A few more trains would be nice too.
The trick for paying for healthcare is simple, though no one likes it: we need to start paying for healthcare.
By building a huge byzantine bureaucracy around everyone trying to get someone else to pay for it, we've driven up the cost (now we're paying for the health care plus all sorts of insurance administration and all their lobbyists and so on). By hiding the costs we've deprived ourselves of the ability to comparison shop. By opening the door to third parties we've taken a simple transaction between doctor and patient and added lawyers, private equity, government and who knows who else, and each and every one of them is taking their cut of the money.
I agree trains are cool.
Yes, trains are cool, until you realize, they cost money too instead of generating profit. Huge problem in some EU countries rn.
> By hiding the costs
It's also called externalization of cost(!) and a systemic problem under capitalism. Im afraid there is no quick fix to this like removing directly involved third parties from health care processes, because like in any economy, the upstream suppliers to the healthcare sector are as profit driven as your current adminstrational layer. You would just push the sympthom around.
From a german perspective, the US has speedrun a process, most of the EU countries are in too, just boiling the frogs slower. You have increasing cost and/or degrading services while budget considerations are always at the front of it. (Behind that is imo top-down fiscal pressure coming from our monetary/banking systems more aligned with the profit seekers.) If germany would reinvent its health care system from scratch in todays neoliberal climate, we'd end up with something very similar to the US, if at all. But since the german public has adopted price expectations, our services get cut to death a million times instead of moon pricing.
EDIT: The video is too shallow to touch broader systemic explanations, so it cant see similarities aswell.
He says America, he means the United States. He says Europe, he means Germany. I wonder what else is he being "accidentally vague" about.
Everyone knows he was talking about The United States of America. It's the only country with America in its name.
Also, "United States" would be just as ambiguous by your logic considering there has been multiple countries with it in their official name.
As an American, I always see this kind of "cautious" foreign culture he talks about in shows and anime and I always thought it was meant to be a commentary of specific characters in the show, but everyone is like that? That's... kinda sad. I can only hope our good vibes here stateside become more contagious over time =]
Everyone I know who has immigrated to America talks some version of this.
'emigrated to'.
Sorry for correcting grammar. But being from one of the previous colonies, one desires to be a master of English and help others also to master it.
We emigrate to a country from our own country.
And other people immigrate into our country from some outside country.
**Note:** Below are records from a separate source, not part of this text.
PR #498, opened 2025-08-14
refactor(ishtmus): split ApplyJoinPlanTest

nielspardon:
splits ApplyJoinPlanTest into OuterReferenceResolverTest and SqlToSubstraitJoinConversionTest


isthmus/src/test/java/io/substrait/isthmus/RelCreator.java
vbarua, line 1: Now that I'm reminded of the existence of this class, I want to put it on the chopping block as well. Effectively, this class exists purely to orchestrate Calcite code and internally is only used in test. I don't think it should be part of our public API. Not something for this PR though.

nielspardon: the good thing is that `RelCreator` is at least only in `src/test` and not in `src/main` :-)

PR #166, opened 2023-04-03
try to fix traces in consensus

Davenury:


Rados13 (approved):
I assume that most of these changes are about traces. I don't know much about it, but I also don't see changes that could break protocols soo I approve it.

PR #170, opened 2023-04-06
peersets generation

Davenury:


misc/peersets-map-generator/map.py
```diff
@@ -0,0 +1,92 @@
...
+
+        chosen_peers = []
+
+        for i in range(number_of_peers_in_peerset):
+            random_value = abs(np.random.normal(loc=0, scale=self.skew))
+            current_list_size = self.number_of_peers - 1 -i
+            calculated_index = int(random_value * (self.number_of_peers - i))
+            correct_index = min(calculated_index, current_list_size)
+            chosen_peers.append(distances[correct_index][0])
+            del distances[correct_index]
```
Rados13, line 67: Could we move it to a function?

misc/peersets-map-generator/map.py
```diff
@@ -0,0 +1,92 @@
...
+        return chosen_peers
+
+    def _get_number_of_peers_in_peerset(self) -> int:
+        return random.randint(self.minimal, self.maximal)
+
+    @staticmethod
+    def _get_distance(peer_coords: Tuple[int, int], peerset_point_coords: Tuple[int, int]) -> float:
+        return math.sqrt(
+            math.pow(peer_coords[0] - peerset_point_coords[0], 2) + math.pow(peer_coords[1] - peerset_point_coords[1],
+                                                                             2))
```
Rados13, line 78: What do you think about this?
```suggestion
        return ((peer_coords[0] - peerset_point_coords[0])**2) + (peer_coords[1] - peerset_point_coords[1])**2)**(0.5)
```
Or this?
```suggestion
distance = lambda pointA,pointB, param: math.pow(pointA[param] - pointB[param], 2)
        return math.sqrt(distance(peer_coords, peerset_point_cords, 0) + distance(peer_coords, peerset_point_cords, 1))
```
Or the last one
```suggestion
distance = lambda pointA,pointB, param: math.pow(pointA[param] - pointB[param], 2)
        return math.sqrt(sum([distance(peer_coords, peerset_point_cords, param) for param in [0,1]]))
```

misc/peersets-map-generator/map.py
```diff
@@ -0,0 +1,92 @@
...
+
+    @staticmethod
+    def _sort_distances(distances: Dict[str, float]) -> Tuple[str, float]:
+        # Note - works only with python 3.7+
+        return sorted(distances.items(), key=lambda item: item[1])
+
+    @staticmethod
+    def _get_random_coordinates():
+        return random.randint(0, 50), random.randint(0, 50)
```
Rados13, line 87: Shouldn't this function be parameterized?

Rados13 (approved):

misc/peersets-map-generator/map.py
```diff
@@ -0,0 +1,92 @@
...
+    @staticmethod
+    def _get_distance(peer_coords: Tuple[int, int], peerset_point_coords: Tuple[int, int]) -> float:
+        return math.sqrt(
+            math.pow(peer_coords[0] - peerset_point_coords[0], 2) + math.pow(peer_coords[1] - peerset_point_coords[1],
+                                                                             2))
+
+    @staticmethod
+    def _sort_distances(distances: Dict[str, float]) -> Tuple[str, float]:
+        # Note - works only with python 3.7+
+        return sorted(distances.items(), key=lambda item: item[1])
```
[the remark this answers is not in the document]
Davenury: I think I thought it would be much more complex. Even though it turned out to be not, I'd leave it as it is, since `sort_distances` is imo more readable

misc/peersets-map-generator/map.py
Davenury: The forbidden word? I don't think parametrization is necessary here, since the size of the map does not change anything (I think) in the algorithm of finding the peers but I'll parametrize it.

It looks like "immigrated to" is now more popular in American English (https://books.google.com/ngrams/graph?content=immigrated+to%...), but not in British English (https://books.google.com/ngrams/graph?content=immigrated+to%...).
I prefer 'migrated' for exactly that reason - strips all the annoying modifying prefixes that can trip you up. More flexible word, less radicals! ;)
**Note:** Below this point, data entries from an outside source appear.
PR #171, opened 2023-04-08
increase grpc

Davenury:
Solves errors like `
ResourceExhausted desc = trying to send message larger than max (6365334 vs. 4194304)`


Rados13 (approved):
Could we disable temporarily this failing test in `SinglePeersetSpec`, if we don't plan to fix it in near future?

It's funny to me people are only discovering this about America now whereas a whole generation of 1st gen parents of current Americans discovered it in earlier waves, the tech waves, etc.
No idea where you got those definitions.
An immigrant is one who arrives and moves into a place or country.
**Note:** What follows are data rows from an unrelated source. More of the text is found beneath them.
PR #173, opened 2023-04-10
ask for leader

Davenury:


modules/tests/src/test/kotlin/com/github/davenury/test/ChangesTest.kt
```diff
@@ -201,7 +204,8 @@ class ChangesTest {
             peers, DummySender(shouldNotify = false, peers), strategy, DefaultChangeStrategy(
                 ownAddress
             ),
-            null
+            null,
+            ""
```
Rados13, line 208: Could we make it default?

modules/tests/src/main/kotlin/com/github/davenury/tests/Changes.kt
```diff
@@ -18,32 +21,48 @@ class Changes(
...
             }
+        }
+    }
 
-            it.map { pair -> pair.first }.zip(results).map { (peersetId, peerId) ->
-                peersetId to peers[peersetId]!!.find { peerAddress -> peerAddress.peerId == peerId }!!
+    private fun subscribeToStructuralChanges() {
+        GlobalScope.launch {
+            peers.entries.forEach { (_, addresses) ->
+                addresses.forEach { address ->
```
Rados13, line 55: Why didn't you use flatMap?

modules/tests/src/main/kotlin/com/github/davenury/tests/Changes.kt
```diff
@@ -145,24 +167,67 @@ class OnePeersetChanges(
...
+        consensusLeader.set(getConsensusLeader())
+    }
+
+    private suspend fun getConsensusLeader(peerAddresses: List<PeerAddress> = peersAddresses): PeerAddress {
+        val address = peersAddresses.firstOrNull() ?: throw IllegalStateException("I have no more peers to ask!")
+        val peerId = try {
+            sender.getConsensusLeaderId(address)
+        } catch (e: Exception) {
+            logger.info("$address is dead, I'm trying to get consensus leader from another one")
+            return getConsensusLeader(peerAddresses.filterNot { it == address })
```
Rados13, line 210: I think this will be more efficient
```suggestion
            return getConsensusLeader(peerAddresses.drop(1))
```

Rados13 (approved):

modules/tests/src/main/kotlin/com/github/davenury/tests/Changes.kt
Davenury: One must be aware how to use flatMap to use flatMap :smile:

modules/common/src/main/kotlin/com/github/davenury/common/ChangeResult.kt
```diff
@@ -2,7 +2,8 @@ package com.github.davenury.common
 
 data class ChangeResult(
     val status: Status,
-    val detailedMessage: String? = null
+    val detailedMessage: String? = null,
+    val desiredParentId: String? = null,
```
Rados13, line 6: Why do we need that?

modules/tests/src/main/kotlin/com/github/davenury/tests/Changes.kt
Rados13: So it's a great occasion to learn `flatMap`.

modules/tests/src/main/kotlin/com/github/davenury/tests/Changes.kt
```diff
@@ -145,24 +169,67 @@ class OnePeersetChanges(
...
+        return try {
+            httpClient.get("http://${consensusLeader.get()!!.address}/v2/last-change")
+        } catch (e: Exception) {
+            when (e) {
+                is ClientRequestException, is ServerResponseException -> throw e
+                else -> {
+                    logger.info("Consensus leader ${consensusLeader.get()} is dead, I'm trying to get a new one")
+                    populateConsensusLeader()
+                    return getChange()
+                }
```
Rados13, line 197: How does it work? Because all responses with status codes 400 and 500 will go to the first case, so to the second will go only 300?

Rados13 (approved):

modules/tests/src/main/kotlin/com/github/davenury/tests/Changes.kt
Davenury: 300 is not an error - it's redirect (BTW)
other Exceptions might be from OKHTTP (e.g. connection refused)

modules/common/src/main/kotlin/com/github/davenury/common/ChangeResult.kt
Davenury: Since every peer can fault at any time, a notification might not get to the performance test job. We wouldn't know if that occurred, so we send desiredParentId on rejected status, so we can override it in performance test, so the test might continue (we'll check the history and the changes that were sent to tests later, so we'll check it)

modules/tests/src/main/kotlin/com/github/davenury/tests/Changes.kt
Rados13: I found [that](https://github.com/ktorio/ktor/blob/68f1260e6814c9464e9f9d9e763d0d4cc1f36203/ktor-client/ktor-client-core/common/src/io/ktor/client/plugins/DefaultResponseValidation.kt#L53) so I thought ktor will throw exception also on redirects.

modules/common/src/main/kotlin/com/github/davenury/common/ChangeResult.kt
kjarosh: `currentEntryId`?

modules/tests/src/main/kotlin/com/github/davenury/tests/Changes.kt
kjarosh: I would catch `IOException` here

modules/tests/src/main/kotlin/com/github/davenury/tests/Changes.kt
```diff
@@ -145,24 +169,67 @@ class OnePeersetChanges(
...
-            .also { this.consensusLeader = it }
+    suspend fun populateConsensusLeader() {
+        consensusLeader.set(getConsensusLeader())
+    }
+
+    private suspend fun getConsensusLeader(peerAddresses: List<PeerAddress> = peersAddresses): PeerAddress {
+        val address = peersAddresses.firstOrNull() ?: throw IllegalStateException("I have no more peers to ask!")
+        val peerId = try {
+            sender.getConsensusLeaderId(address)
+        } catch (e: Exception) {
```
kjarosh, line 210: `IOException`?

src/main/kotlin/com/github/davenury/ucac/api/ApiV2Routing.kt
```diff
@@ -125,5 +128,11 @@ fun Application.apiV2Routing(
         get("/v2/last-change") {
             call.respond(service.getLastChange() ?: HttpStatusCode.NotFound)
         }
+
+        post("/v2/subscribe-to-structural-changes") {
```
kjarosh, line 132: I would associate the word `structural` with organizational structures we are operating on, maybe a different name?

src/main/kotlin/com/github/davenury/ucac/common/structure/HttpSubscriber.kt
```diff
@@ -0,0 +1,35 @@
...
+import com.github.davenury.common.PeerId
+import com.github.davenury.common.PeersetId
+import com.github.davenury.ucac.httpClient
+import io.ktor.client.request.*
+import io.ktor.client.statement.*
+import io.ktor.http.*
+import org.slf4j.LoggerFactory
+
+class HttpSubscriber(
+    val address: String
```
kjarosh, line 13: `url`?

src/main/kotlin/com/github/davenury/ucac/common/structure/Subscribers.kt
```diff
@@ -0,0 +1,23 @@
+package com.github.davenury.ucac.common.structure
+
+import com.github.davenury.common.PeerId
+import com.github.davenury.common.PeersetId
+import kotlinx.coroutines.GlobalScope
+import kotlinx.coroutines.launch
+import kotlinx.coroutines.runBlocking
+
+object Subscribers {
```
kjarosh, line 9: I would refactor this into a class

modules/tests/src/test/kotlin/com/github/davenury/test/ChangesTest.kt
Davenury: Well we do not actually want to make it as default "" - in actual code it would not make any sense and making it default just for tests is imo not a way to do things.

src/main/kotlin/com/github/davenury/ucac/common/structure/Subscribers.kt
```diff
@@ -0,0 +1,25 @@
...
+
+    fun notifyAboutConsensusLeaderChange(newPeerId: PeerId, newPeersetId: PeersetId) {
+        GlobalScope.launch {
+            subscribers.forEach {
+                launch {
+                    it.notifyConsensusLeaderChange(newPeerId, newPeersetId)
+                }
+            }
+        }
+    }
```
Rados13, line 24: Do we need this outside launch?

Rados13 (approved):

src/main/kotlin/com/github/davenury/ucac/common/structure/Subscribers.kt
Davenury: yes, notice that this function is not suspend, we need to launch it in a coruotine scope (I'm starting to rethink my life choices and usage of GlobalScope here though). Then each subscriber is notified in it's own launch.

Rados13 (approved):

https://en.wiktionary.org/wiki/immigrate
An emigrant is one who leaves and moves out of a place.
https://en.wiktionary.org/wiki/emigrate
This distinction is very clear and has really never been a problem for people who understand language. The English Wikipedia has somehow managed to fuck it up beyond all recognition, so congratulations! You're one of Today's Lucky 10,000!
I wonder if rural farm town to Miami is the real story here vs. any sort of national culture clash.